What the task asks: Starting with the line that contains "This PR makes", reproduce each line through the end of the entries exactly as written.

Segment Start: Records to process

PR #1855, opened 2024-05-24
APS-832 -  Version 'Manage' functionality

richpjames:
This PR builds on #1850 
# Context

We need to introduce changes to the existing 'Manage' functionality.
These new changes will be introduced under the `/manage/` URL namespace.
This PR makes the necessary functionality available under the namespace.
For now we just add new routes to the existing functionality (apart from 'Out of Service Beds' which was duplicated in #1850). 
We add new integration tests to test the new routes and ensure they work as expected.

[JIRA](https://dsdmoj.atlassian.net/jira/software/c/projects/APS/boards/1328?assignee=62a050ba9f5d480069c97f49&selectedIssue=APS-832&sprints=6188)


edavey (approved):
👍 , I think the "v2 manage" works well to clearly partition the new out-of-service-bed code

Segment End: Records to process

Task response:
This PR makes the necessary functionality available under the namespace.
For now we just add new routes to the existing functionality (apart from 'Out of Service Beds' which was duplicated in #1850). 
We add new integration tests to test the new routes and ensure they work as expected.

[JIRA](https://dsdmoj.atlassian.net/jira/software/c/projects/APS/boards/1328?assignee=62a050ba9f5d480069c97f49&selectedIssue=APS-832&sprints=6188)


edavey (approved):
👍 , I think the "v2 manage" works well to clearly partition the new out-of-service-bed code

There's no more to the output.